PR #3702, opened 2022-11-03
Extracted screenshot grid into a single partial for reuse

viviancan:
Refs #3692 

General style cleanup for filestack + screenshots


shaunxp20 (approved):
Awesome, nice work! I like it! 🥳 🙌 🎉

PR #3707, opened 2022-11-07
Add rake task to reset judge trainings

shaunxp20:
This will add a rake task that will reset judge trainings for judges in the current season (2023) who completed the judge training for the 2022 season.

I tested this locally w/ production data and it reset 23 records (I removed production data from my machine already). I also wrote a dataclip and there were 23 records being returned, so it's lining up.

### DIFF
--- a/lib/tasks/reset_judge_training.rake
+++ b/lib/tasks/reset_judge_training.rake
@@ -1,0 +1,14 @@
+desc "Reset judge trainings for judges in the current season"
+task reset_judge_training: :environment do
+  accounts = Account.current.joins(:judge_profile).where.not(judge_profile: {completed_training_at: nil})
+  judges_updated_count = 0
+
+  accounts.each do |account|
+    puts "Resetting judge training for account: #{account.id} - #{account.first_name} #{account.last_name}"
+
+    account.judge_profile.update(completed_training_at: nil)
+    judges_updated_count += 1
+  end
+
+  puts "Reset #{judges_updated_count} judges"
+end


lib/tasks/reset_judge_training.rake
```diff
@@ -0,0 +1,14 @@
+desc "Reset judge training for 2023 judges who completed the 2022 judge training"
+task reset_judge_training: :environment do
+  accounts = Account.current.joins(:judge_profile).where.not(judge_profile: {completed_training_at: nil})
```
shaunxp20, line 3: Just FYI (because it wasn't super clear to me), `.current` ☝️ means the current season (2023).

lib/tasks/reset_judge_training.rake
```diff
@@ -0,0 +1,14 @@
+desc "Reset judge training for 2023 judges who completed the 2022 judge training"
```
viviancan, line 1: Should the description be more general in terms of the year since the actual rake task is based on the `current` year which will change depending on the season? Just a thought 🤔

lib/tasks/reset_judge_training.rake
```diff
@@ -0,0 +1,14 @@
...
+  accounts = Account.current.joins(:judge_profile).where.not(judge_profile: {completed_training_at: nil})
+  judges_updated_count = 0
+
+  accounts.each do |account|
+    puts "Resetting judge training for account: #{account.id} - #{account.first_name} #{account.last_name}"
+
+    account.judge_profile.update(completed_training_at: nil)
+    judges_updated_count += 1
+  end
+
```
viviancan, line 12: Looks good! I like the extra output information. Very helpful 💯

viviancan (approved):
Tried it locally and worked as expected! Thanks, Shaun 🚀

lib/tasks/reset_judge_training.rake
shaunxp20: Good catch, good eye! My original thought was to remove this rake task after it has been run (we used to do that in the past w/ one-off rake tasks). Anywho, I updated the description to make it more general (nice suggestion!), since I'm not sure what the plan is for this one after it's been run. 👍 😅

PR #3727, opened 2022-11-21
Add beginners division to RPEs

shaunxp20:
This will allow chapter ambassadors to create regional pitch events for the beginners division.


viviancan (approved):
Tried locally and works as expected! As a ChA, I was able to add a beginner event and add a team to that event. I could view the event details as an admin. Way to go, Shaun 💯 Huge win!

PR #3742, opened 2022-12-02
Update submission deadline text

shaunxp20:
Before this PR we had two methods for displaying the submission deadline - `deadline` and `submission_deadline` - that would display the submission deadline in slightly different formats.

With this PR:
- `deadline` was removed
- `submission_deadline` was updated and will now be used to display the submission deadline everywhere
- New timezone formats (WAT, CEST, IST) were added for the submission deadline
- A new ENV (`DATES_SUBMISSION_DEADLINE_HOUR_IN_24_HOUR_FORMAT`) was added for the time of the submission deadline


viviancan:
@shaunxp20 Is there anything to test specifically?

shaunxp20:
> @shaunxp20 Is there anything to test specifically?

I think this one would be fine to test/check on QA - basically just making sure the submission deadline is displaying everywhere correctly.

PR #3744, opened 2022-12-05
WIP Rebrand new password page

shaunxp20:
This will rebrand the page that prompts someone for their new password (after clicking a link in the password reset email).


viviancan (approved):
LGTM! 💯 Tried it locally and I saw the updated reset your password page when I clicked the link!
____________________
▸ Task to complete
Each line above that has the word "link" must be copied.

▸ The answer
This will rebrand the page that prompts someone for their new password (after clicking a link in the password reset email).
LGTM! 💯 Tried it locally and I saw the updated reset your password page when I clicked the link!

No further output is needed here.